→ **EXERCISE AIM**: Copy out all lines bearing the word "blocks" from the listing below.

→ **DATA SECTION**:
■ ■ ■

PR #7406, opened 2020-08-19
Add ability to disable package help and specify custom blocks help

shakao:
Right now the right-click context help for blocks from an extension always opens the extension README in a new window. This adds two additional path formats:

■ ■ ■

→ **EXPECTED ANSWER**:
Add ability to disable package help and specify custom blocks help
Right now the right-click context help for blocks from an extension always opens the extension README in a new window. This adds two additional path formats:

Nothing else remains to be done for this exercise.